In the records below, count every line containing "CellType". Reply with the number only.

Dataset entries
>>>
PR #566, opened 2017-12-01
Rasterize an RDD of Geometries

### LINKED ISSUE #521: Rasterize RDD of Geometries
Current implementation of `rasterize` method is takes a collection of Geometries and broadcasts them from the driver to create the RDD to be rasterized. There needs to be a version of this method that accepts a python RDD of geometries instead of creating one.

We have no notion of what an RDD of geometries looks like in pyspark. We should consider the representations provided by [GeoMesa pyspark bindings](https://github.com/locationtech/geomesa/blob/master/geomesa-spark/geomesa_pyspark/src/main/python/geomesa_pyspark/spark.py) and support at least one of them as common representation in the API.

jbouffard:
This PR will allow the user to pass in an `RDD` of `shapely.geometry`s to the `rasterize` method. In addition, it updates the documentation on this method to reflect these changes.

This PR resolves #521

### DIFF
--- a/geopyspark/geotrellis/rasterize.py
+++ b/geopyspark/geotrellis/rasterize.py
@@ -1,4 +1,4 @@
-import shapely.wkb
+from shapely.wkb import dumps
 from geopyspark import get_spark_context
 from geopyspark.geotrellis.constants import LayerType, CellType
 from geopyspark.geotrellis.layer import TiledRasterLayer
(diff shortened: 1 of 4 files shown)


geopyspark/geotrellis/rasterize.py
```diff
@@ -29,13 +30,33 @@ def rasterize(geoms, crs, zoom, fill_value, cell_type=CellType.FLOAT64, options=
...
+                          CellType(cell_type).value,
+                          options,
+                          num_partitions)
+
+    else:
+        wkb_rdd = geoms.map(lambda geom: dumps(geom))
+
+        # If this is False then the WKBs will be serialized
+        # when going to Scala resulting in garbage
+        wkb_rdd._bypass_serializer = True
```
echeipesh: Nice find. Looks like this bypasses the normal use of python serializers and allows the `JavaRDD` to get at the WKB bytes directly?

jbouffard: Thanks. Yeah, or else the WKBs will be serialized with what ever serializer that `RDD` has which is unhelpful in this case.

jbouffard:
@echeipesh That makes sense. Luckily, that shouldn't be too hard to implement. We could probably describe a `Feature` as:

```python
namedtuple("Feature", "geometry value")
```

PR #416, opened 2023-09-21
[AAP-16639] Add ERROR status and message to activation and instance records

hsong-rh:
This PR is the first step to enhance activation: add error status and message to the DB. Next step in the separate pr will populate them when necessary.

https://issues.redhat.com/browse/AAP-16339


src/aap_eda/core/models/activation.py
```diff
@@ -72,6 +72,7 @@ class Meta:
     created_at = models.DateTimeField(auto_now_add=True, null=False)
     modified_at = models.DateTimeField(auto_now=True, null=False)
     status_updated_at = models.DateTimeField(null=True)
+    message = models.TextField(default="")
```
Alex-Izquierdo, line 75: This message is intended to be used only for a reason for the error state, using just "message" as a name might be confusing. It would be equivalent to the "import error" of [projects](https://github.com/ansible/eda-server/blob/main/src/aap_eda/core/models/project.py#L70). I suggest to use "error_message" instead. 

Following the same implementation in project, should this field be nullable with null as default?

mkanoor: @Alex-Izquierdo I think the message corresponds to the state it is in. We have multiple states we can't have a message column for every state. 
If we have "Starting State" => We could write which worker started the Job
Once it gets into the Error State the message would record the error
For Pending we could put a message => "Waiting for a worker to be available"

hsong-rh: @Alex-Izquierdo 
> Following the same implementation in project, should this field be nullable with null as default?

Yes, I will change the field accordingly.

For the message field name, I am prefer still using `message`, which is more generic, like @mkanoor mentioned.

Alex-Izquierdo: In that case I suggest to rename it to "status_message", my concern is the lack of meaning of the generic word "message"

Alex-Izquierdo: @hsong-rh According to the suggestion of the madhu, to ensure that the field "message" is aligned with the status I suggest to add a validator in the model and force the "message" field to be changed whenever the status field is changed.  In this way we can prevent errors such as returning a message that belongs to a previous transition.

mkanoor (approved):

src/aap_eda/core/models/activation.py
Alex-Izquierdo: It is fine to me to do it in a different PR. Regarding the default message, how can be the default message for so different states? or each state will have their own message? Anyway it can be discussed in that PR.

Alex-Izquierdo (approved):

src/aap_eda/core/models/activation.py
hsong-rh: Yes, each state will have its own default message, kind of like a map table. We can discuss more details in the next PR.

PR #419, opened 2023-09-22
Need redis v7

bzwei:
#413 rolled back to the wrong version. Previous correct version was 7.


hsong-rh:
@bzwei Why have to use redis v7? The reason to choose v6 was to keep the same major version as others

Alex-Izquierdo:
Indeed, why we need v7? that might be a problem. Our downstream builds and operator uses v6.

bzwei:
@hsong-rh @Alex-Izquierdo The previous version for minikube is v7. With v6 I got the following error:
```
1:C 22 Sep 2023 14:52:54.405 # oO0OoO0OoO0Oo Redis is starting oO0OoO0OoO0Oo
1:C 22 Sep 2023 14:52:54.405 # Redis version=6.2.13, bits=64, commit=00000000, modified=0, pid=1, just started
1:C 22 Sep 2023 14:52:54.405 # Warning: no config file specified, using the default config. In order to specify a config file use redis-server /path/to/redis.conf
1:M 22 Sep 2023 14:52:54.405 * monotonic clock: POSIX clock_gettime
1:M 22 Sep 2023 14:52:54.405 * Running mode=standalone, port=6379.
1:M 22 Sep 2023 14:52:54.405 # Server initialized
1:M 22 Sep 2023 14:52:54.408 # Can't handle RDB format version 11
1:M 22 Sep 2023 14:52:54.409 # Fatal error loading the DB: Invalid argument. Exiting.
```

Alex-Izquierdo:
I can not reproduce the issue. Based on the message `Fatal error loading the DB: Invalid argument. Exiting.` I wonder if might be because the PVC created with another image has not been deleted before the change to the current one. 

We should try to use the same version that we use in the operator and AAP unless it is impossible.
<<<
Written response:
3